I wanted to use some of the kale I froze for the winter, and have something healthy to bring to work for lunch this week, so I whipped up this soup, which is really quite good!
Step: 1
Heat the olive oil in a large Dutch oven over medium heat; cook and stir the onion until softened and translucent, about 5 minutes. Stir in the carrot and garlic, and cook for 5 minutes more.
Step: 2
Pour in the chicken broth, water, and white wine; stir in the potatoes, rosemary, sage, and thyme. Bring to a boil over high heat, then reduce heat to medium-low, cover, and simmer until the potatoes are tender, about 20 minutes. Add the cannelini beans, kale, chile pepper, and black pepper, and simmer, covered, for 30 more minutes.
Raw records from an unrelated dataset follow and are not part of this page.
PR #475, opened 2020-04-08
Star 188 listbox issue 472

### LINKED ISSUE #472: ListBox - search filter not cleared after close via Trigger
# Bug Report

### Observed
When a search string is entered into the search filter field and then the ListBox is closed by clicking the Trigger element or pressing `tab` to move focus away, then when the ListBox is reopened the search filter is cleared, but the search is still applied to the ListBox options list. When the ListBox is initially closed by clicking away (blur) or pressing `esc`, the search filter will be cleared, but the search is no longer applied and the complete list of options is shown.  

###  Expected
The behaviour should be consistent when clicking the Trigger / tabbing away with clicking away / pressing `esc`. Or else the search filter field should persist until the user clears it manually.  

### ScreenCap
listbox - search bug

nahumzs:
### Purpose 🚀
This fixed #472 where the filter was not resetting properly when a onBlur were happening, also fix an issue where using a tab on the trigger was not closing the popover. 

### Notes ✏️

### Updates 📦

### Storybook 📕
http://storybooks.highbond-s3.com/paprika/STAR-188-Listbox-issue-472

### Screenshots 📸

### References 🔗

### DIFF
--- a/packages/L10n/build-translations.js
+++ b/packages/L10n/build-translations.js
@@ -13,7 +13,9 @@ const removeTranslationFiles = () => {
     }
 
     files.forEach(file => {
-      fs.unlinkSync(`${translationsPath}/${file}`);
+      if (file !== ".gitkeep") {
+        fs.unlinkSync(`${translationsPath}/${file}`);
+      }
     });
   });
 };
--- a/packages/ListBox/src/components/Filter/Filter.js
+++ b/packages/ListBox/src/components/Filter/Filter.js
@@ -40,9 +40,19 @@ const Filter = React.forwardRef((props, ref) => {
   const applyFilterType = useListBox.types.applyFilter;
   const I18n = useI18n();
 
+  const reset = React.useCallback(() => {
+    window.requestAnimationFrame(() => {
+      applyFilter(dispatch, applyFilterType)([], false);
+      setTextSearch("");
+    });
+  }, [applyFilterType, dispatch]);
+
   React.useImperativeHandle(ref, () => ({
     clear: () => {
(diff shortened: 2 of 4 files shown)


packages/L10n/build-translations.js
```diff
@@ -13,7 +13,9 @@ const removeTranslationFiles = () => {
     }
 
     files.forEach(file => {
-      fs.unlinkSync(`${translationsPath}/${file}`);
+      if (file !== ".gitkeep") {
```
nahumzs, line 16: we need to keep .gitkeep on the localization folder in order to version the folder in git and use it to process the locale generator script.

packages/ListBox/src/components/Filter/Filter.js
```diff
@@ -40,10 +40,20 @@ const Filter = React.forwardRef((props, ref) => {
...
+    });
+  }, [applyFilterType, dispatch]);
+
   React.useImperativeHandle(ref, () => ({
     clear: () => {
       setTextSearch(() => "");
     },
+    reset: () => {
+      reset();
+    },
```
allison-c, line 56: just curious can this be `reset: reset` ?

nahumzs: indeed :) can.

mikrotron: ... or just `reset,`?

alexzherdev: or just  ` `! wait, that doesn't work...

Per Serving: 262 calories; protein 8.2g; carbohydrates 38.8g; fat 5.4g; cholesterol 2mg; sodium 245.2mg.
When you’re trying to make less of weight, each healthy dinner should include protein. Protein make you build strong , metabolism-boosting muscles and it make you to feel full and satisfied longer. Make sure do these dinner recipes and processes to fill your bowl with protein-rich foods .
Some of less eating process eat salad for dinner instead of a traditional meat and potatoes meal . But if you’re not careful , your salad could contain more fat and calories than the food you’re trying to replace . Use this guide to keep a evening salad that keep your diet on track.